Menyediakan daerah pengisian lagi air yang berkualitas mampu terlalu mampu menopang mahasiswa yang sehari-hari mempunyai wadah air sendiri. Selain kurangi sampah plastik, Kedatangan daerah pengisian lagi air mampu memberi tambahan jaminan kehidupan sehat bagi mahasiswa sebagai anggota berasal dari obyek pilar pembangunan sosial. Kondisi ini termasuk sekaligus sebagai bentuk sokongan tercapainya pilar pembangunan ekonomi bersama dengan menghadirkan prasarana yang lebih memadai.

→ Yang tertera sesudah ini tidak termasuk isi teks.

PR #12716, opened 2020-03-23
[KeyVault] az keyvault create: support `--network-acls`, `--network-acls-ips` and `--network-acls-vnets` for specifying network rules while creating vault

bim-msft:
Support for AB#1150

Usage:

Use JSON string directly, for the `vnet` field, `{vnet_name}/{subnet_name}` and `{subnet_id}` are both supported:
```
az keyvault create --network-acls "{
     \"ip\":  [\"1.2.3.4\", \"2.3.4.0/24\"], 
     \"vnet\": [
           \"vnet_name_1/subnet_name1\", 
           \"/subscriptions/000000-0000-0000/resourceGroups/MyResourceGroup/providers/Microsoft.Network/virtualNetworks/vnet2/subnets/subnet2\"
     ]
}"
```

Use JSON file:
```
az keyvault create --network-acls network-acls-example.json
```

Use flattened parameters (IP rule):
```
az keyvault create --network-acls-ips 1.2.3.4 2.3.4.0/24
```

Virtual network rule:
```
az keyvault create --network-acls-vnets vnet_name_1/subnet_name1 /subscriptions/000000-0000-0000/resourceGroups/MyResourceGroup/providers/Microsoft.Network/virtualNetworks/vnet2/subnets/subnet2
```

Also, the three parameters `--network-acls`, `--network-acls-ips` and `--network-acls-vnets` are all optional and they can be used together:
```
az keyvault create --network-acls ... --network-acls-ips ... --network-acls-vnets ...
```

---

### DIFF
--- a/src/azure-cli/azure/cli/command_modules/keyvault/_help.py
+++ b/src/azure-cli/azure/cli/command_modules/keyvault/_help.py
@@ -138,7 +138,7 @@ examples:
 
   - name: Create a key vault with network ACLs specified (use --network-acls, --network-acls-ips and --network-acls-vnets together, redundant rules will be removed, finally there will be 4 IP rules and 3 VNet rules).
     text: |
-        az keyvault create --location westus2 --name MyKeyVault --resource-group MyResourceGroup --network-acls "{\\"ip\\": [\\"1.2.3.4\\", \\"2.3.4.0/24\\"], \\"vnet\\": [\\"vnet_name_1/subnet_name1\\", \\"vnet_name_2/subnet_name2\\"]} --network-acls-ips 3.4.5.0/24 4.5.6.0/24 --network-acls-vnets vnet_name_2/subnet_name_2 vnet_name_3/subnet_name_3 /subscriptions/000000-0000-0000/resourceGroups/MyResourceGroup/providers/Microsoft.Network/virtualNetworks/vnet_name_4/subnets/subnet_name_4
+        az keyvault create --location westus2 --name MyKeyVault --resource-group MyResourceGroup --network-acls "{\\"ip\\": [\\"1.2.3.4\\", \\"2.3.4.0/24\\"], \\"vnet\\": [\\"vnet_name_1/subnet_name1\\", \\"vnet_name_2/subnet_name2\\"]}" --network-acls-ips 3.4.5.0/24 4.5.6.0/24 --network-acls-vnets vnet_name_2/subnet_name_2 vnet_name_3/subnet_name_3 /subscriptions/000000-0000-0000/resourceGroups/MyResourceGroup/providers/Microsoft.Network/virtualNetworks/vnet_name_4/subnets/subnet_name_4
 """
 
 helps['keyvault delete'] = """
--- a/src/azure-cli/azure/cli/command_modules/keyvault/_help.py
+++ b/src/azure-cli/azure/cli/command_modules/keyvault/_help.py
@@ -119,6 +119,13 @@ examples:
     text: |
         az keyvault create --location westus2 --name MyKeyVault --resource-group MyResourceGroup
     crafted: true
+  - name: Create a key vault with network ACLs specified (use JSON string).
+    text: |
+        az keyvault create --location westus2 --name MyKeyVault --resource-group MyResourceGroup 
+        --network-acls "{\\"ip\\": [\\"1.2.3.4\\", \\"2.3.4.0/24\\"], \\"vnet\\": [\\"vnet_name_1/subnet_name1\\", \\"vnet_name_2/subnet_name2\\"]}"
+  - name: Create a key vault with network ACLs specified (use JSON file).
+    text: |
+        az keyvault create --location westus2 --name MyKeyVault --resource-group MyResourceGroup --network-acls network-acls-example.json
 """
 
 helps['keyvault delete'] = """
--- a/src/azure-cli/azure/cli/command_modules/keyvault/_help.py
+++ b/src/azure-cli/azure/cli/command_modules/keyvault/_help.py
@@ -119,23 +119,23 @@ examples:
     text: |
         az keyvault create --location westus2 --name MyKeyVault --resource-group MyResourceGroup
     crafted: true
-  
+
   - name: Create a key vault with network ACLs specified (use --network-acls to specify IP and VNet rules by using a JSON string).
     text: |
         az keyvault create --location westus2 --name MyKeyVault --resource-group MyResourceGroup --network-acls "{\\"ip\\": [\\"1.2.3.4\\", \\"2.3.4.0/24\\"], \\"vnet\\": [\\"vnet_name_1/subnet_name1\\", \\"vnet_name_2/subnet_name2\\", \"/subscriptions/000000-0000-0000/resourceGroups/MyResourceGroup/providers/Microsoft.Network/virtualNetworks/MyVNet/subnets/MySubnet\"]}"
-  
+
   - name: Create a key vault with network ACLs specified (use --network-acls to specify IP and VNet rules by using a JSON file).
     text: |
         az keyvault create --location westus2 --name MyKeyVault --resource-group MyResourceGroup --network-acls network-acls-example.json
-  
+
   - name: Create a key vault with network ACLs specified (use --network-acls-ips to specify IP rules).
     text: |
         az keyvault create --location westus2 --name MyKeyVault --resource-group MyResourceGroup --network-acls-ips 3.4.5.0/24 4.5.6.0/24
-  
+
   - name: Create a key vault with network ACLs specified (use --network-acls-vnets to specify VNet rules).
     text: |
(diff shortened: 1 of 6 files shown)


src/azure-cli/azure/cli/command_modules/keyvault/custom.py
```diff
@@ -264,6 +264,49 @@ def recover_keyvault(cmd, client, vault_name, resource_group_name, location):
...
+
+    try:
+        network_acls_json = json.loads(network_acls)
+    except:  # pylint: disable=bare-except
+        with open(network_acls) as f:
+            logger.info('network_acls_filename: {}'.format(network_acls))
+            network_acls_json = json.load(f)
+
+    try:
+        network_acls_json = json.loads(json.dumps(network_acls_json))
```
yungezz: why load again?

src/azure-cli/azure/cli/command_modules/keyvault/custom.py
```diff
@@ -264,6 +264,49 @@ def recover_keyvault(cmd, client, vault_name, resource_group_name, location):
...
+            raise CLIError('Invalid VNet rule: {}. Format: {{vnet}}/{{subnet}}'.format(vnet_rule))
+
+        vnet_name = items[0].lower()
+        subnet_name = items[1].lower()
+        vnet = _construct_vnet(cmd, resource_group_name, vnet_name, subnet_name)
+        network_acls.virtual_network_rules.append(VirtualNetworkRule(id=vnet))
+
+    network_acls.ip_rules = []
+    for ip_rule in network_acls_json.get('ip', []):
+        network_acls.ip_rules.append(IPRule(value=ip_rule))
```
yungezz: does rules only support IPRule? Is there any other rules such as network security group, application security group etc?

src/azure-cli/azure/cli/command_modules/keyvault/custom.py
```diff
@@ -264,6 +264,49 @@ def recover_keyvault(cmd, client, vault_name, resource_group_name, location):
...
+    VirtualNetworkRule = cmd.get_models('VirtualNetworkRule', resource_type=ResourceType.MGMT_KEYVAULT)
+    IPRule = cmd.get_models('IPRule', resource_type=ResourceType.MGMT_KEYVAULT)
+
+    network_acls = _create_network_rule_set(cmd)
+
+    network_acls.virtual_network_rules = []
+    for vnet_rule in network_acls_json.get('vnet', []):
+        items = vnet_rule.split('/')
+        if len(items) != 2:
+            raise CLIError('Invalid VNet rule: {}. Format: {{vnet}}/{{subnet}}'.format(vnet_rule))
```
yungezz: can user input resource id directly?

src/azure-cli/azure/cli/command_modules/keyvault/_params.py
```diff
@@ -89,6 +89,9 @@ class CLIJsonWebKeyOperation(str, Enum):
         c.argument('location', validator=get_default_location_from_resource_group)
         c.argument('enable_soft_delete', arg_type=get_three_state_flag(), help="Enable 'soft delete' functionality for this key vault and all contained entities. If omitted, it will be set to true by default. Once set to true, it cannot be reverted to false.")
         c.argument('retention_days', help='Soft delete data retention days. It accepts >=7 and <=90.', default='90')
+        c.argument('network_acls', help='Network ACLs. It accepts a JSON filename or a JSON string. '
```
yungezz: besides ip and vnet, any other supported rules? how about flatten it as --ips and --vnets?

yonzhan:
keyvault

src/azure-cli/azure/cli/command_modules/keyvault/custom.py
bim-msft: > why load again?

@yungezz Good point, actually I added this sentence in order to make sure the input is a valid JSON. But later I modified the code that makes this part useless... I will remove this part.

src/azure-cli/azure/cli/command_modules/keyvault/custom.py
bim-msft: > does rules only support IPRule? Is there any other rules such as network security group, application security group etc?

@yungezz Rules only contain `IPRule` and `VirtualNetworkRule` currently. Consistent with `az keyvault network-rule add`. NSG and ASG are not supported.

src/azure-cli/azure/cli/command_modules/keyvault/custom.py
bim-msft: > can user input resource id directly?

@yungezz It should be supported, I will update the code.

src/azure-cli/azure/cli/command_modules/keyvault/_params.py
bim-msft: > besides ip and vnet, any other supported rules? how about flatten it as --ips and --vnets?

@yungezz Only IP and VNet rules now, flatten is also a good idea. How about we support `--network-acls <json>`, `--network-acls-ips <ip list>`, `--network-acls-vnets <vnet list>` at the same time? They can work together and all three parameters are optional.

src/azure-cli/azure/cli/command_modules/keyvault/_help.py
```diff
@@ -119,6 +119,15 @@
...
+    text: |
+        az keyvault create --location westus2 --name MyKeyVault --resource-group MyResourceGroup --network-acls "{\\"ip\\": [\\"1.2.3.4\\", \\"2.3.4.0/24\\"], \\"vnet\\": [\\"vnet_name_1/subnet_name1\\", \\"vnet_name_2/subnet_name2\\", \"/subscriptions/000000-0000-0000/resourceGroups/MyResourceGroup/providers/Microsoft.Network/virtualNetworks/MyVNet/subnets/MySubnet\"]}"
+  - name: Create a key vault with network ACLs specified (use JSON file).
+    text: |
+        az keyvault create --location westus2 --name MyKeyVault --resource-group MyResourceGroup --network-acls network-acls-example.json
+  - name: Create a key vault with network ACLs specified (use --network-acls, --network-acls-ips and --network-acls-vnets at the same time).
+    text: |
+        az keyvault create --location westus2 --name MyKeyVault --resource-group MyResourceGroup --network-acls network-acls-example.json --network-acls-ips 3.4.5.0/24 4.5.6.0/24 --network-acls-vnets vnet1/subnet1 vnet2/subnet2 /subscriptions/000000-0000-0000/resourceGroups/MyResourceGroup/providers/Microsoft.Network/virtualNetworks/vnet3/subnets/subnet3
```
yungezz: thanks @bim-msft for quick change. Should we fail validation when json and flatten params from user at same time?

bim-msft: > thanks @bim-msft for quick change. Should we fail validation when json and flatten params from user at same time?

@yungezz I think it's safe to pass validation for this case which all three params are specified at the same time. As far as I can see, there is one scenario may benefits from this: user has one basic network rules json file, and this file is always applied to a new created vault, also there are different additional rules for each new vault.

yungezz: :)

src/azure-cli/azure/cli/command_modules/keyvault/_help.py
```diff
@@ -119,6 +119,26 @@
...
         az keyvault create --location westus2 --name MyKeyVault --resource-group MyResourceGroup
     crafted: true
+
+  - name: Create a key vault with network ACLs specified (use --network-acls to specify IP and VNet rules by using a JSON string).
+    text: |
+        az keyvault create --location westus2 --name MyKeyVault --resource-group MyResourceGroup --network-acls "{\\"ip\\": [\\"1.2.3.4\\", \\"2.3.4.0/24\\"], \\"vnet\\": [\\"vnet_name_1/subnet_name1\\", \\"vnet_name_2/subnet_name2\\", \"/subscriptions/000000-0000-0000/resourceGroups/MyResourceGroup/providers/Microsoft.Network/virtualNetworks/MyVNet/subnets/MySubnet\"]}"
+
+  - name: Create a key vault with network ACLs specified (use --network-acls to specify IP and VNet rules by using a JSON file).
+    text: |
+        az keyvault create --location westus2 --name MyKeyVault --resource-group MyResourceGroup --network-acls network-acls-example.json
```
fengzhou-msft: No `@` prefix for file?

bim-msft: > No `@` prefix for file?

@fengzhou-msft Is `@` a convention? I think in this case users don't need to specify the marker explicitly, the program can detect whether it's a JSON string or a JSON filename.

fengzhou-msft: It seems json str or @file.json is a convention, and `type=validate_file_or_dict` can be used, but it makes file completer not working. @Juliehzl @MyronFanQiu any guideline for this?

fengzhou-msft: Tested with validate_file_or_dict, it can support json string and file path with or without @ prefix.

bim-msft: @fengzhou-msft That's good, I will use `type=validate_file_or_dict` to refine the code.

bim-msft: @fengzhou-msft For the help messages and examples, I decided not to add `@` as a prefix since this is not mandatory and may cause confusion.

PR #12724, opened 2020-03-23
[RDBMS] Added support for minimal tls version and deny public access

akamath46297:
This PR add an ability to provide the --minimal-tls-version and --public-network-access properties for create and update server


src/azure-cli/azure/cli/command_modules/rdbms/custom.py
```diff
@@ -67,6 +72,8 @@ def _server_create(cmd, client, resource_group_name, server_name, sku_name, no_w
                 administrator_login_password=administrator_login_password,
                 version=version,
                 ssl_enforcement=ssl_enforcement,
+                minimal_tls_version=minimal_tls_version,
```
ramnov: MariaDB does not support minimal_tls_version. can remove this

akamath46297: I am removing it in the params. So this should be fine. If the user tried to provide this value it will show unrecognized arguments. Going ahead we will be supporting TLS for mariadb as well and then its one line change

akamath46297:
@yonzhan , @Juliehzl  and @haroldrandom could you guys help include this in S167 https://github.com/Azure/azure-cli/milestone/84

yonzhan:
add to S167

src/azure-cli/azure/cli/command_modules/rdbms/_params.py
```diff
@@ -80,6 +80,8 @@ def _complex_params(command_group):
             c.argument('administrator_login', options_list=['--admin-user', '-u'], help='Administrator username for the server. Once set, it cannot be changed.')
             c.argument('administrator_login_password', options_list=['--admin-password', '-p'], help='The password of the administrator. Minimum 8 characters and maximum 128 characters. Password must contain characters from three of the following categories: English uppercase letters, English lowercase letters, numbers, and non-alphanumeric characters.')
             c.argument('ssl_enforcement', arg_type=get_enum_type(['Enabled', 'Disabled']), options_list=['--ssl-enforcement'], help='Enable or disable ssl enforcement for connections to server. Default is Enabled.')
+            c.argument('minimal_tls_version', arg_type=get_enum_type(['TLS1_0', 'TLS1_1', 'TLS1_2', 'TLSEnforcementDisabled']), options_list=['--minimal-tls-version'], help='Set the minimal TLS version for connections to server when SSL is enabled. Default is TLS1_2.', validator=tls_validator)
```
Juliehzl: The default value is applied in your service server side, right?

src/azure-cli/azure/cli/command_modules/rdbms/_params.py
```diff
@@ -80,6 +80,8 @@ def _complex_params(command_group):
...
+            c.argument('public_network_access', arg_type=get_enum_type(['Enabled', 'Disabled']), options_list=['--public-network-access'], help='Set whether or not public network access is allowed for this server. Default is Enabled')
```
Juliehzl: Can you change to use get_three_state_flags() like https://github.com/Azure/azure-cli/blob/dev/src/azure-cli/azure/cli/command_modules/sql/_params.py#L1048?

src/azure-cli/azure/cli/command_modules/rdbms/tests/latest/test_rdbms_commands.py
```diff
@@ -101,29 +101,53 @@ def _test_server_mgmt(self, database_engine, resource_group_1, resource_group_2)
...
+                        checks=[
+                            JMESPathCheck('name', servers[0]),
+                            JMESPathCheck('resourceGroup', resource_group_1),
+                            JMESPathCheck('administratorLogin', admin_login),
+                            JMESPathCheck('sslEnforcement', 'Enabled'),
+                            JMESPathCheck('tags.key', '1'),
+                            JMESPathCheck('sku.capacity', old_cu),
+                            JMESPathCheck('sku.tier', edition),
+                            JMESPathCheck('storageProfile.backupRetentionDays', backupRetention),
+                            JMESPathCheck('storageProfile.geoRedundantBackup', geoRedundantBackup)])
```
Juliehzl: Please add test for default value check for tsl_version and public_network_access here.

src/azure-cli/azure/cli/command_modules/rdbms/_params.py
akamath46297: Thats correct. As discussed I didnt add Preview for now. I have also removed the TLS from the params as the api changes have not yet landed. Will get this in in next release

src/azure-cli/azure/cli/command_modules/rdbms/_params.py
akamath46297: All three services covered in the rdbms (mysql, postgres and mariadb uses different model though same) hence changing this to use get_three_state_flags will add additional conversions for each of these types separately. We also have ssl enforcement which has the same problem hence we have kept it as enabled and disabled for now. Will think about this to see how we can make a generic change.

src/azure-cli/azure/cli/command_modules/rdbms/tests/latest/test_rdbms_commands.py
akamath46297: Done

src/azure-cli/azure/cli/command_modules/rdbms/tests/latest/test_rdbms_commands.py
```diff
@@ -202,17 +213,6 @@ def _test_server_mgmt(self, database_engine, resource_group_1, resource_group_2)
                      JMESPathCheck('sku.tier', edition),
                      JMESPathCheck('administratorLogin', admin_login)])
 
-        self.cmd('{} server restore -g {} --name {} '
```
Juliehzl: Why do we delete restore part in test?

Juliehzl: I will help you merge it first. But please add it as we discussed offline.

Sebagai penyelenggara pendidikan, perguruan tinggi selayaknya mampu sediakan akses bahan pangan baik untuk dikonsumsi oleh mahasiswa. Memastikan penjaja makanan dan minuman yang tersedia di kampus menjajakan makanan bersama dengan gizi baik dan tidak lagi menggunakan kemasan sekali menggunakan perlu untuk dilakukan. Karena perguruan tinggi mampu terlibat dalam pencapaian SDGs terhadap pilar pembangunan sosial, lingkungan, dan ekonomi.
Seluruh program yang dicanangkan perguruan tinggi slot gacor hari ini tentu tidak dapat terlepas berasal dari obyek pembangunan hukum dan tata kelola yang baik.
Jadi bagaimana cara memulainya? Mari kami mulai bersama dengan mobilisasi aktivitas baik bagi diri sendiri dan secara perlahan mengajak orang paling dekat kami untuk ikut melakukannya. Perguruan tinggi sebagai tidak benar satu pemangku kepentingan memiliki keharusan untuk menopang rutinitas baik itu.